• _PROBLEM STATEMENT_: The answer must be one number: how many lines in the records below contain the word "time".

##### THE DATA #####

PR #867, opened 2019-06-20
Pointer size for MinGW 64Bit / Castings

Tropby:
The pointer size of the MinGW 64Bit pointer is "unsinged long long". 
Is this also true for GCC 64Bit on Linux?

There are a lot of compiler warnings at compile time for the "nuklear_gdi.h". 
I have added some castings.
For the GNUC compiler I added the pragmas to suppress warnings from newer C++ standards.

### DIFF
--- a/demo/gdi/nuklear_gdi.h
+++ b/demo/gdi/nuklear_gdi.h
@@ -13,6 +13,17 @@
 #ifndef NK_GDI_H_
 #define NK_GDI_H_
 
+// suppress compiler warnings for changes C89 -> C++11
+#ifdef __GNUC__
+    #if ( __GNUC__ > 4 || (__GNUC__ == 4 && __GNUC_MINOR__ >= 6) )
+        #pragma GCC diagnostic ignored "-Wpadded"
+        #pragma GCC diagnostic ignored "-Wold-style-cast"
+        #pragma GCC diagnostic ignored "-Wzero-as-null-pointer-constant"
+        #pragma GCC diagnostic ignored "-Wcast-align"
+        #pragma GCC diagnostic ignored "-Wcast-"
+    #endif
+#endif
+
 #define WIN32_LEAN_AND_MEAN
 #include <windows.h>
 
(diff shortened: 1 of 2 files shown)


demo/gdi/nuklear_gdi.h
```diff
@@ -62,28 +74,32 @@ nk_create_image(struct nk_image * image, const char * frame_buffer, const int wi
...
         image->region[1] = 0;
-        image->region[2] = width;
-        image->region[3] = height;
+        image->region[2] = (unsigned short)width;
+        image->region[3] = (unsigned short)height;
         
         INT row = ((width * 3 + 3) & ~3);
-        BITMAPINFO bi = { 0 };
+        BITMAPINFO bi;
+        memset( &bi, 0, sizeof(bi) );
```
dumblob: Is this required? It's less efficient and slightly "cumbersome" compared to the previous version.

dumblob (approved):
Looks really good to me, thanks. Just the one nitpick, but I'll leave it up to you to decide and afterwards I'll merge the pull :wink:.

demo/gdi/nuklear_gdi.h
Tropby: This is not required. 
The compiler got warnings because "0" is not equal "unsinged long".
If you changed the "0" to "0ul" the compiler said "0ul" is not equal to "int". 
I think the notation "{ 0 }" is not really designed for structs with different data types?

If you thinks its better to reverse this. Just do it.

dumblob: Hm, that's really weird. According to C99 and newer, the notation `{ 0 }` denotes the minimal case for partial struct assignment which in this case means assign `0` to the first struct member and all following struct members disregarding their type (which might be potentially harmful as e.g. `NULL` can be something else than `0` on some platforms or some IEEE 754 implementations could behave incorrectly if some flags are zero, but programmers for such platforms would know what to do with this source :wink:).

Are you using the provided `build.bat` script? Or some other compiler? What are all the options?

I would like to find out what's the issue in this case as it sounds really suspicious (might be also an issue with Microsoft Visual Studio compiler as used in `build.bat`).

PR #876, opened 2019-07-22
x11_xft fixes

Lory171:
Fixes for the X11 backend with XFT fonts from `demo/x11_xft`:
- fixed some memory leaks by destroying XFT objects during cleanup 
- the function to get text width was returning the wrong value
- the clipping space of text boxes was not implemented for XFT
- misc


dumblob:
Looks good to me, merging. Thanks!

PR #886, opened 2019-08-16
use NK_MEMSET instead of nk_memset in X11 demos

Hejsil:


dumblob:
Thanks for catching that!

PR #890, opened 2019-08-20
adds nk_tooltip_text

Hejsil:
For when you have a string that is not `\0` terminated

### DIFF
--- a/nuklear.h
+++ b/nuklear.h
@@ -3524,6 +3524,7 @@ NK_API void nk_contextual_end(struct nk_context*);
  *
  * ============================================================================= */
 NK_API void nk_tooltip(struct nk_context*, const char*);
+NK_API void nk_tooltip_text(struct nk_context*, const char*, int);
 #ifdef NK_INCLUDE_STANDARD_VARARGS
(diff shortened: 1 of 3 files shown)


dumblob:
Hi, thanks for the proposal. To make this change happen, it would be wise to change (not add new API calls) the whole library to not use any null-terminated strings. For this reason I'm currently a bit reluctant to approve this PR. Would you be willing to make such an important step to happen?

Hejsil:
Hmm, idk if I'd want to put the time in make such a change. Though, I do mostly work with none null-terminated strings so I might end up needing to do this.

Would this involve removing APIs like `nk_label` and only having `nk_text`?

dumblob:
>Would this involve removing APIs like `nk_label` and only having `nk_text`?

In this case yes as the only motivation to have `nk_label` was to support null-terminated strings :wink: (back when Nuklear wasn't versioned and also when it became freshly versioned, it was needed to maintain backwards compatibility, but nowadays it's not such a big issue due to strict versioning).

Hejsil:
Closing this in favor of having this as an issue (#905)

PR #1104, opened 2021-12-03
Pat 2109 add more iep attributes to agency iep review

garethmdavies:
As a offender manager I want to be able to see the following values when assessing an individual for an IEP review:

- the number of days that the individual has been on their current level
- the total number of positive case notes
- the total number of negative case notes

Currently to find the above values, multiple requests need to be made to the prison api case note endpoints for each sub type of positive and negative case note (8 api calls) as well as a separate call to the prisoner iep summary record to calculate the days on level.

When displaying the IEP review by agency location data additional calls per prisoner at the location to retrieve these values above, can result in a large number of requests being fired at the API.

This PR modifies the Agency IEP review SQL and API endpoint response to pull the required data back in a single api call. For one use case in the manage my incentives service this would reduce the number of api calls required to build the page from 500+ to 1 for a wing of one prison.


connormaglynn (approved):
lgtm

#####

• _ANSWER SECTION_: 2